Task instructions
An exact copy of all the data is the required output.

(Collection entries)
....

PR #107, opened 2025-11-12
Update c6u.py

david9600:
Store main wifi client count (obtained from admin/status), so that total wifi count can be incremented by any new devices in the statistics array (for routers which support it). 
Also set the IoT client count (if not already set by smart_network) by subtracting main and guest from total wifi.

....

Reply to the exercise
PR #107, opened 2025-11-12
Update c6u.py

david9600:
Store main wifi client count (obtained from admin/status), so that total wifi count can be incremented by any new devices in the statistics array (for routers which support it). 
Also set the IoT client count (if not already set by smart_network) by subtracting main and guest from total wifi.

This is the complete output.